Page:Gabriel Ferry - Le coureur des bois, Tome I, 1881.djvu/85

Le texte de cette page a été corrigé et est conforme au fac-similé.

— Sans doute, dit le Mexicain, quoique je ne sache pas encore l’intérêt que vous y pouvez avoir.

— C’est mon affaire et encore mon secret. Je ne suis pas de ceux qui vendent la peau de l’ours quand il est encore vivant.

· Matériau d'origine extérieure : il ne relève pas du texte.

PR #555, opened 2026-07-14
fix(odin): Fix fetch logs result metadata

vikramlc-cognite:
### Summary
Fixes the fetch_logs action so its result metadata can't exceed CDF's 512-byte-per-value limit, and prevents oversized metadata from silently poisoning the checkin batch.

### Type of change

### What changed
- `cognite/extractorutils/unstable/core/_dto.py`: added **MAX_METADATA_VALUE_BYTES** (512) constant and **oversized_metadata_fields()** helper to detect metadata dict values exceeding CDF's per-value byte limit.
- `cognite/extractorutils/unstable/core/_log_upload_action.py`:
  - **_FileUploadResult** now carries file_id (the numeric CDF file ID returned by upload_bytes), set only when status == "uploaded".
  - Per-file files metadata entries now use the compact numeric id instead of the full file_external_id string, and only include size_bytes for non-uploaded entries - shrinking the payload so it fits within **MAX_METADATA_VALUE_BYTES** even at **MAX_DATE_RANGE_DAYS**.
  - Added a size check before attaching files to the result metadata: if the serialized JSON still exceeds the 512-byte limit, it's omitted (with a log line and a note appended to the result message) rather than risking the whole result being rejected. The aggregate counts (total_files, uploaded_files, etc.) are always included regardless.
- `cognite/extractorutils/unstable/core/base.py`: in **_dispatch_single_action**, both the success and ActionError paths now check **oversized_metadata_fields()** before queuing the checkin update:
  - Success path: if any result metadata field is oversized, the action is reported as failed instead (with an explanatory message) rather than queuing a payload Odin would reject.
  - ActionError path: if **e.result_metadata** has oversized fields, they're dropped and the failure message notes which fields were dropped, instead of sending metadata that would get rejected.
- Tests added/updated in `tests/test_unstable/test_action_dispatch.py` and `tests/test_unstable/test_log_upload_action.py` covering all of the above.

### Why it changed
- Related issue: EDG-678
- Related docs / discussion: Odin's checkin API rejects the entire batch of pending action updates if any single metadata value exceeds 512 bytes ("Metadata values may be at most 512 bytes"). Because checkin bundles all pending updates and requeues the whole batch on rejection, one oversized files value (previously embedding full file external IDs per day) could poison retries indefinitely for **fetch_logs** runs over long date ranges.

- The reasoning in **base.py** for turning an otherwise-successful action into a failed checkin update when its result metadata is oversized - confirm this fail-closed behaviour (vs. silently truncating/dropping just the offending field) is the desired tradeoff.
- The fallback behaviour in **_log_upload_action.py** when files still doesn't fit even after switching to numeric IDs (aggregate counts still reported, files omitted, message annotated).
- Whether omitting file_external_id from per-file entries (replaced by numeric id) is acceptable for any downstream consumers of that metadata field.

### Test evidence
- New/updated unit tests: `test_oversized_result_metadata_fails_action_instead_of_reporting_succeeded`,
`test_oversized_action_error_metadata_drops_metadata_but_keeps_original_message`, `test_max_range_with_uploads_keeps_files_metadata_within_budget`,
`test_files_metadata_omitted_when_still_oversized`.

### Risks and unknowns
- Any external tooling/dashboards that currently parse **file_external_id** out of the files metadata field would need to switch to reconstructing it from id/date, or querying CDF by file ID.

### Rollout and rollback
- No migrations or config changes. Pure behaviour change in metadata reporting, revertible via normal git revert.

### DIFF
--- a/cognite/extractorutils/unstable/core/_log_upload_action.py
+++ b/cognite/extractorutils/unstable/core/_log_upload_action.py
@@ -13,6 +13,7 @@ from cognite.client import CogniteClient
 
 from cognite.extractorutils.unstable.configuration.models import ExtractorConfig, LogFileHandlerConfig
 from cognite.extractorutils.unstable.core._bounded_reader import BoundedReader
+from cognite.extractorutils.unstable.core._dto import MAX_METADATA_VALUE_BYTES
 from cognite.extractorutils.unstable.core.actions import ActionContext, ActionError
 
 _logger = logging.getLogger(__name__)
@@ -41,6 +42,7 @@ class _FileUploadResult:
     log_date: date
     file_external_id: str
     status: Literal["uploaded", "skipped_too_large", "failed"]
+    file_id: int | None = None  # CDF's internal (numeric) file id; set only when status == "uploaded"
     size_bytes: int | None = None
     error: str | None = None
 
@@ -158,7 +160,7 @@ def _upload_candidate(
     try:
         with open(candidate.path, "rb") as f:
             reader: BinaryIO = BoundedReader(f, actual_size) if candidate.is_current else f  # type: ignore[assignment]
-            cdf_client.files.upload_bytes(
+            uploaded = cdf_client.files.upload_bytes(
                 content=reader,
                 name=f"{external_id}.log",
                 external_id=external_id,
@@ -170,6 +172,7 @@ def _upload_candidate(
             log_date=candidate.log_date,
             file_external_id=external_id,
             status="uploaded",
+            file_id=uploaded.id,
             size_bytes=actual_size,
         )
     except Exception as e:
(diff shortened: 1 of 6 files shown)


cognite/extractorutils/unstable/core/base.py
```diff
@@ -676,21 +678,52 @@ def _handle_custom_action(self, action: Action) -> None:
...
         try:
             custom.target(ctx)
-            self._checkin_worker.queue_action_update(
-                ActionUpdate(
-                    external_id=action.external_id,
-                    status=ActionStatus.succeeded,
-                    result_message=ctx._result_message,
-                    result_metadata=ctx._result_metadata,
+            oversized_fields = oversized_metadata_fields(ctx._result_metadata)
+            if oversized_fields:
```
mohammad-arif662, line 683: On the success path, if any metadata field is oversized we drop the whole result_metadata dict and flip the action to failed, even fields that were fine. The `ActionError` branch below does the opposite, it only strips the keys that are oversized and keeps the rest. Is it intentional ?

cognite/extractorutils/unstable/core/base.py
```diff
@@ -676,21 +678,52 @@ def _handle_custom_action(self, action: Action) -> None:
...
+                    result_message=(
+                        str(e)
+                        if not oversized_fields
+                        else (
+                            f"{e} (additionally, metadata field(s) {', '.join(oversized_fields)} exceeded "
+                            f"the {MAX_METADATA_VALUE_BYTES}-byte-per-value limit and were dropped)"
+                        )
+                    ),
+                    result_metadata=(
+                        {k: v for k, v in e.result_metadata.items() if k not in oversized_fields}
```
mohammad-arif662: If every key in `e.result_metadata` is oversized, this becomes `{}` rather than `None`. Does Integration API handles it ?

tests/test_unstable/test_action_dispatch.py
```diff
@@ -184,6 +184,39 @@ def target(ctx: ActionContext) -> None:
     assert failed.result_message == "bad input"
 
 
+def test_oversized_result_metadata_fails_action_instead_of_reporting_succeeded() -> None:
```
mohammad-arif662: This test only has one metadata field, so it can't tell which path it took, success with oversized or exception block, because both give the same result_metadata is None result. may be add one more field {"summary": "ok", "blob": "x" * 600} and assert whether "summary" is there or not, in both flows.

mohammad-arif662 (dismissed):

cognite/extractorutils/unstable/core/base.py
```diff
@@ -676,21 +678,49 @@ def _handle_custom_action(self, action: Action) -> None:
...
+                # The action itself ran to completion — only reporting the full result back to Odin
+                # failed, because a metadata value is too large to send. Fail the action instead of
+                # queuing a payload that Odin would reject (which would otherwise poison the checkin
+                # batch and retry forever, since checkin bundles all pending updates together and
+                # requeues the whole batch on any rejection). Non-oversized fields are still reported.
+                self._checkin_worker.queue_action_update(
+                    ActionUpdate(
+                        external_id=action.external_id,
+                        status=ActionStatus.failed,
+                        result_message=(
```
tuanng-cognite: result_message is constrained to 1000 characters. ', '.join(oversized_fields) -> could go beyond that limit. Constructing ActionUpdate raises a pydantic.ValidationError. We should truncate or cap the number of fields.

cognite/extractorutils/unstable/core/_log_upload_action.py
```diff
@@ -246,37 +249,45 @@ def fetch_logs_action(ctx: ActionContext) -> None:
...
-        entry: dict[str, str] = {
-            "date": str(r.log_date),
-            "file_external_id": r.file_external_id,
-            "status": r.status,
-        }
-        if r.size_bytes is not None:
+        entry: dict[str, str] = {"date": str(r.log_date), "status": r.status}
+        if r.file_id is not None:
+            entry["id"] = str(r.file_id)
+        if r.status != "uploaded" and r.size_bytes is not None:
```
tuanng-cognite, line 258: can you confirm that there is no consumers of this method which relies on file_external_id? This change will remove that field.

cognite/extractorutils/unstable/core/base.py
vikramlc-cognite: That's a nice catch. Added truncation.

cognite/extractorutils/unstable/core/_log_upload_action.py
vikramlc-cognite: There are no consumers for **file_external_id** as this is part of a feature which is still in testing.

tuanng-cognite:
:unicorn:

mohammad-arif662 (approved):

PR #560, opened 2026-07-22
feat(odin): Action support in ContinuousTask

vikramlc-cognite:
## Summary
Extends the Start/Stop action mechanism (previously `ScheduledTask`-only) to also cover `ContinuousTask`, so a continuously-running task can now be stopped and restarted on demand via Odin, the same way scheduled tasks already can.

## Type of change
- [ ] Bug fix (non-breaking change that fixes an issue)
- [ ] Documentation update
- [ ] Chore / tooling / CI

## What changed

Lorsque je pourrai vous dire : « Don Vicente Tragaduros y Despilfarro, j’ai cent mille piastres de dot à votre disposition, sur un mot de vous, » alors seulement je vous dicterai mes conditions, et vous y souscrirez.

— Je ne dis pas non, s’écria le sénateur ; mais j’avoue que je cherche en vain dans ma mémoire une héritière telle que vous espérez la trouver.

— Connaissez-vous la fille du riche propriétaire de l’hacienda del Venado, où nous coucherons demain soir, don Augustin Pena ?

— Oh ! s’écria le sénateur, celle-là doit apporter une dot d’un million, à ce qu’on dit ; mais ce serait folie que d’y prétendre…

— Eh ! eh ! reprit don Estévan, c’est une forteresse qui, bien assiégée, capitulerait tout comme une autre.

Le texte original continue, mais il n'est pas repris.